-- Your instructions --
The listing below needs to be copied in full, exactly.

-- Supplied material --
——————
PR #37824, opened 2026-05-06
Fix NPE when computing failure paths through a cyclic dependency graph

### LINKED ISSUE #36284: Runtime Error 'Cannot invoke "java.util.List.get(int)" because "path" is null' when getting message of ModuleVersionResolveException

big-guy:
Fixes #36284.

## Summary

`DependencyGraphPathResolver.calculatePaths` could insert `null` entries into the paths it returned to `ModuleVersionResolveException.withIncomingPaths`, causing `getMessage()` to NPE at `path.get(0)` whenever a user inspected failures from a lenient `ArtifactView`. The originally reported reproducer used `androidx.room:room-*:2.8.3`, which is published as Kotlin Multiplatform: variant-aware resolution produces a cycle in the resolved component graph (`room-runtime ↔ room-common-jvm`), and the path resolver's interleaved single-pass traversal couldn't compute shortest paths correctly when the reverse-edge graph contained cycles.

The fix replaces that traversal with an independent BFS in the reverse (`getDependents()`) graph for each directDependee. BFS handles cycles naturally and is O(V+E) per source.

## What changed

- **`DependencyGraphPathResolver.java`** — rewrote `calculatePaths` to do a per-directDependee BFS in the reverse graph, reconstructing the shortest path via a predecessor map. The output format is unchanged (`[rootDisplayName, ...intermediate componentIds, directDependee componentId]`), so existing callers and message-format tests are unaffected.
- **`ResolutionIssuesIntegrationTest`** — added the verbatim androidx.room reproducer from the issue, gated on `TestEnvironmentPreconditions.Online`.
- **`LenientArtifactViewIntegrationTest`** — added a synthetic four-module Maven cycle (`mod-a → mod-b → mod-c → mod-d → mod-a`, with `mod-b` and `mod-d` depending on a missing module) that triggers the same NPE without requiring network access.

## Test plan

- [x] `:dependency-management:embeddedIntegTest --tests "org.gradle.integtests.resolve.LenientArtifactViewIntegrationTest"` passes (synthetic cyclic test).
- [x] `:dependency-management:embeddedIntegTest --tests "org.gradle.integtests.resolve.ResolutionIssuesIntegrationTest"` passes (real androidx.room reproducer + 4 pre-existing tests, 1 `@Ignore` skipped).
- [x] `:dependency-management:test --tests "*.DependencyGraphBuilderTest"` (33 tests exercising `calculatePaths`) passes.
- [x] `:dependency-management:test --tests "*.ModuleVersionResolveExceptionTest" --tests "*.ModuleVersionNotFoundExceptionTest"` passes (message-format tests unchanged).
- [x] Verified the new synthetic test reproduces the NPE when the fix is reverted.

### DIFF
--- a/platforms/software/dependency-management/src/integTest/groovy/org/gradle/integtests/resolve/LenientArtifactViewIntegrationTest.groovy
+++ b/platforms/software/dependency-management/src/integTest/groovy/org/gradle/integtests/resolve/LenientArtifactViewIntegrationTest.groovy
@@ -18,6 +18,7 @@ package org.gradle.integtests.resolve
 
 import org.gradle.api.internal.artifacts.verification.DependencyVerificationFixture
 import org.gradle.integtests.fixtures.AbstractHttpDependencyResolutionTest
+import spock.lang.Issue
 
 /**
  * Tests the behavior of {@link org.gradle.api.artifacts.ArtifactView} when it is configured to be lenient.
@@ -249,6 +250,64 @@ class LenientArtifactViewIntegrationTest extends AbstractHttpDependencyResolutio
         executer.expectDocumentedDeprecationWarning("The MavenArtifactRepository.artifactUrls(Object...) method has been deprecated. This is scheduled to be removed in Gradle 10. Consult the upgrading guide for further information: https://docs.gradle.org/current/userguide/upgrading_version_9.html#deprecated_maven_artifact_urls")
         succeeds("resolveLenient")
         outputContains("[]")
+    }
+
+    @Issue("https://github.com/gradle/gradle/issues/36284")
+    def "can read failure messages from lenient artifact view when failing module's reverse-dependency graph contains a cycle"() {
+        // Two transitive modules (modB and modD) directly depend on a missing module ("broken").
+        // The four cycle modules (modA -> modB -> modC -> modD -> modA) form a cycle in the
+        // resolved graph. With this layout, modB and modD are the directDependees of broken,
+        // and modD's only path back to root passes through modC -> modB -> modA, which the
+        // pre-fix DependencyGraphPathResolver could not compute correctly because modC was
+        // popped from the worklist before modB had been resolved.
+        def broken = mavenHttpRepo.module("org", "broken", "1.0")
+        def modA = mavenHttpRepo.module("org", "mod-a", "1.0")
+            .dependsOn("org", "mod-b", "1.0")
+            .publish()
+        def modB = mavenHttpRepo.module("org", "mod-b", "1.0")
+            .dependsOn("org", "mod-c", "1.0")
+            .dependsOn("org", "broken", "1.0")
+            .publish()
+        def modC = mavenHttpRepo.module("org", "mod-c", "1.0")
+            .dependsOn("org", "mod-d", "1.0")
+            .publish()
+        def modD = mavenHttpRepo.module("org", "mod-d", "1.0")
+            .dependsOn("org", "mod-a", "1.0")
+            .dependsOn("org", "broken", "1.0")
+            .publish()
+
+        buildFile.text = """
+            plugins {
+                id("java-library")
+            }
+            repositories {
+                maven { url = '${mavenHttpRepo.uri}' }
+            }
+            dependencies {
+                implementation("org:mod-a:1.0")
+            }
+            tasks.register("printFailures") {
+                def failures = configurations.runtimeClasspath.incoming.artifactView {
+                    lenient = true
+                }.artifacts.failures
+                doLast {
+                    failures.each { println("FAILURE: \${it.message}") }
+                }
+            }
+        """
+
+        expect:
+        modA.pom.expectGet()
——————
-- Response below --
PR #37824, opened 2026-05-06
Fix NPE when computing failure paths through a cyclic dependency graph

### LINKED ISSUE #36284: Runtime Error 'Cannot invoke "java.util.List.get(int)" because "path" is null' when getting message of ModuleVersionResolveException

big-guy:
Fixes #36284.

## Summary

`DependencyGraphPathResolver.calculatePaths` could insert `null` entries into the paths it returned to `ModuleVersionResolveException.withIncomingPaths`, causing `getMessage()` to NPE at `path.get(0)` whenever a user inspected failures from a lenient `ArtifactView`. The originally reported reproducer used `androidx.room:room-*:2.8.3`, which is published as Kotlin Multiplatform: variant-aware resolution produces a cycle in the resolved component graph (`room-runtime ↔ room-common-jvm`), and the path resolver's interleaved single-pass traversal couldn't compute shortest paths correctly when the reverse-edge graph contained cycles.

The fix replaces that traversal with an independent BFS in the reverse (`getDependents()`) graph for each directDependee. BFS handles cycles naturally and is O(V+E) per source.

## What changed

- **`DependencyGraphPathResolver.java`** — rewrote `calculatePaths` to do a per-directDependee BFS in the reverse graph, reconstructing the shortest path via a predecessor map. The output format is unchanged (`[rootDisplayName, ...intermediate componentIds, directDependee componentId]`), so existing callers and message-format tests are unaffected.
- **`ResolutionIssuesIntegrationTest`** — added the verbatim androidx.room reproducer from the issue, gated on `TestEnvironmentPreconditions.Online`.
- **`LenientArtifactViewIntegrationTest`** — added a synthetic four-module Maven cycle (`mod-a → mod-b → mod-c → mod-d → mod-a`, with `mod-b` and `mod-d` depending on a missing module) that triggers the same NPE without requiring network access.

## Test plan

- [x] `:dependency-management:embeddedIntegTest --tests "org.gradle.integtests.resolve.LenientArtifactViewIntegrationTest"` passes (synthetic cyclic test).
- [x] `:dependency-management:embeddedIntegTest --tests "org.gradle.integtests.resolve.ResolutionIssuesIntegrationTest"` passes (real androidx.room reproducer + 4 pre-existing tests, 1 `@Ignore` skipped).
- [x] `:dependency-management:test --tests "*.DependencyGraphBuilderTest"` (33 tests exercising `calculatePaths`) passes.
- [x] `:dependency-management:test --tests "*.ModuleVersionResolveExceptionTest" --tests "*.ModuleVersionNotFoundExceptionTest"` passes (message-format tests unchanged).
- [x] Verified the new synthetic test reproduces the NPE when the fix is reverted.

### DIFF
--- a/platforms/software/dependency-management/src/integTest/groovy/org/gradle/integtests/resolve/LenientArtifactViewIntegrationTest.groovy
+++ b/platforms/software/dependency-management/src/integTest/groovy/org/gradle/integtests/resolve/LenientArtifactViewIntegrationTest.groovy
@@ -18,6 +18,7 @@ package org.gradle.integtests.resolve
 
 import org.gradle.api.internal.artifacts.verification.DependencyVerificationFixture
 import org.gradle.integtests.fixtures.AbstractHttpDependencyResolutionTest
+import spock.lang.Issue
 
 /**
  * Tests the behavior of {@link org.gradle.api.artifacts.ArtifactView} when it is configured to be lenient.
@@ -249,6 +250,64 @@ class LenientArtifactViewIntegrationTest extends AbstractHttpDependencyResolutio
         executer.expectDocumentedDeprecationWarning("The MavenArtifactRepository.artifactUrls(Object...) method has been deprecated. This is scheduled to be removed in Gradle 10. Consult the upgrading guide for further information: https://docs.gradle.org/current/userguide/upgrading_version_9.html#deprecated_maven_artifact_urls")
         succeeds("resolveLenient")
         outputContains("[]")
+    }
+
+    @Issue("https://github.com/gradle/gradle/issues/36284")
+    def "can read failure messages from lenient artifact view when failing module's reverse-dependency graph contains a cycle"() {
+        // Two transitive modules (modB and modD) directly depend on a missing module ("broken").
+        // The four cycle modules (modA -> modB -> modC -> modD -> modA) form a cycle in the
+        // resolved graph. With this layout, modB and modD are the directDependees of broken,
+        // and modD's only path back to root passes through modC -> modB -> modA, which the
+        // pre-fix DependencyGraphPathResolver could not compute correctly because modC was
+        // popped from the worklist before modB had been resolved.
+        def broken = mavenHttpRepo.module("org", "broken", "1.0")
+        def modA = mavenHttpRepo.module("org", "mod-a", "1.0")
+            .dependsOn("org", "mod-b", "1.0")
+            .publish()
+        def modB = mavenHttpRepo.module("org", "mod-b", "1.0")
+            .dependsOn("org", "mod-c", "1.0")
+            .dependsOn("org", "broken", "1.0")
+            .publish()
+        def modC = mavenHttpRepo.module("org", "mod-c", "1.0")
+            .dependsOn("org", "mod-d", "1.0")
+            .publish()
+        def modD = mavenHttpRepo.module("org", "mod-d", "1.0")
+            .dependsOn("org", "mod-a", "1.0")
+            .dependsOn("org", "broken", "1.0")
+            .publish()
+
+        buildFile.text = """
+            plugins {
+                id("java-library")
+            }
+            repositories {
+                maven { url = '${mavenHttpRepo.uri}' }
+            }
+            dependencies {
+                implementation("org:mod-a:1.0")
+            }
+            tasks.register("printFailures") {
+                def failures = configurations.runtimeClasspath.incoming.artifactView {
+                    lenient = true
+                }.artifacts.failures
+                doLast {
+                    failures.each { println("FAILURE: \${it.message}") }
+                }
+            }
+        """
+
+        expect:
+        modA.pom.expectGet()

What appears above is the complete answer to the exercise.